「Wdcfr-1」Beautiful Array

定义一个字符串为括号串当且仅当其仅由 `(` 和 `)` 组成。 试将一个长度为 $n$ 的括号串分为 $2m$ 个子序列，子序列可以为空，且每个字符都必须分到恰好一个子序列中，使得至少 $m$ 个子序列为匹配的括号串。**空序列不算匹配的括号序列**。无解请输出 $0$，否则输出 $1$。本题多组数据，其中数据组数为 $T$。 定义 $A$ 为 $B$ 的子序列当且仅当 $A$ 能由 $B$ 在顺序不改变的前提下删除若干元素后得到。 *样例 $1$ 解释：你可以将第一个和第二个字符分入第一个子序列，让第二个子序列为空子序列。此时第一个子序列为 `()`，第二个为空，总计有一个匹配的括号序列，满足要求。

In this problem, we define a sequence of `(` and `)` as a "bracket sequence". The definition of *Regular Bracket Sequence* is as follows: 1. `()` is a Regular Bracket Sequence. 1. If `A` is a Regular Bracket Sequence, then `(A)` is also a Regular Bracket Sequence. 1. If `A` and `B` are Regular Bracket Sequences, then `AB` is also a Regular Bracket Sequence. For example: `()`, `(())`, and `()()` are all Regular Bracket Sequences, but `)(`, `()(` are not. In particular, an empty sequence is **not** a Regular Bracket Sequence sequence in this problem. Now ~~cute~~ Ran gives you a bracket sequence $s$ of length $n$. She wants you to construct $2\cdot m$ **strictly increasing** arrays. Let us denote them as $p_1,p_2,\cdots,p_{2 m}$ (you can leave any of them empty). You need to ensure that all integers between $1\sim n$ appear **exactly once** in these arrays. An array $p_i=\{r_1,r_2,\cdots,r_k\}$ is *Beautiful* if $\{s_{r_1},s_{r_2},\cdots,s_{r_k}\}$ is a Regular Bracket Sequence. Ran wonders whether it is possible to construct these arrays so that at least $m$ of the $2\cdot m$ arrays are "beautiful arrays".
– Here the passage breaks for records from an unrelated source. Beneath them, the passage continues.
PR #3196, opened 2022-04-08
Prototype implementation of static_assert

### LINKED ISSUE #3188: Add a static_assert "function" to P4
Which is evaluated at compilation time.

mbudiu-vmw:

Fixes #3188

We should discuss this feature in the language design working group. Seems very useful.
It came up during discussions about a module system for P4.


apinski-cavium:
Hmm, why not make static_assert a keyword and then have it not as a "function call" and have the parser parse it instead? Seems like a better than having an extern here. Maybe I am coming from a C/C++ point of view where adding keywords now is fine (C23 adds static_assert as a keyword).

mbudiu-vmw:
I try to keep backwards compatibility. I don't want to add new reserved keywords unless absolutely necessary.

mbudiu-vmw:
on the other hand, as it is implemented it may break programs that use this identifier.

mbudiu-vmw:
Can we get a review here to merge it?

mbudiu-vmw:
@jafingerhut @jnfoster can you please review this PR?

frontends/p4/staticAssert.h
```diff
@@ -0,0 +1,87 @@
...
+                            CHECK_NULL(msg);
+                            if (auto sl = msg->expression->to<IR::StringLiteral>()) {
+                                message = sl->value;
+                            }
+                        }
+                        ::error(ErrorType::ERR_EXPECTED, "%1%: %2%",
+                                method, message);
+                    }
+                } else {
+                    ::warning("Could not evaluate static_assert to a constant: %1%", arg);
```
jnfoster, line 68: This is the behavior we want? A static assert that cannot be statically resolved is just a warning and not an error.

jnfoster (approved):
LGTM

frontends/p4/staticAssert.h
mbudiu-vmw: I actually expect that this will fail in typechecking, since the parameters are directionless.
So this case should never arise in practice.

mbudiu-vmw: I guess this would signal a failure of constant-folding some expression.

mbudiu-vmw:
Discussed at https://github.com/p4lang/p4-spec/pull/1129

frontends/p4/staticAssert.h
jnfoster: Ahh right. Makes sense.

jnfoster: Should this be a `BUG` then?

mbudiu-vmw: It could be a BUG as well, if we are confident in the constant-folding code.
I say we leave it like this for now until someone complains about hitting the warning.

PR #3199, opened 2022-04-08
Remove incorrect test for recursion

### LINKED ISSUE #3197: Compiler incorrectly rejects some non-recursive calls as recursive
See https://github.com/p4lang/p4-spec/issues/1050

mbudiu-vmw:

Fixes #3197

It turns out that one cannot write recursive functions or actions in P4 due to the way name resolution is made: in the body of function `f` any reference to an identifier `f` will not resolve as the current function. So you will get an error like "declaration not found".


jnfoster (approved):
Looks good.

However, should we add test that recursive functions are still rejected?

mbudiu-vmw:
Hard to tell, since the error is very generic ("declaration not found"), but apparently not.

Each test contains multiple test cases. The first line contains an integer $T$, the number of test cases. For each test case, the first line contains two integers $n$ and $m$, and the second line contains a bracket sequence $s$.

For each test case, print one line. If it is possible to construct these arrays, print $1$. Otherwise print $0$.

2
2 1
()
2 99
()

1
0

### Explanation For the first test case, we can construct $p_1=\{1,2\}$ and $ p_2=\{\}$. So $p_1$ is a "beautiful array". For the second test case, it is obvious that we cannot use two numbers to construct $99$ beautiful arrays. ### Constraints $1\le T,n,m\le 200$.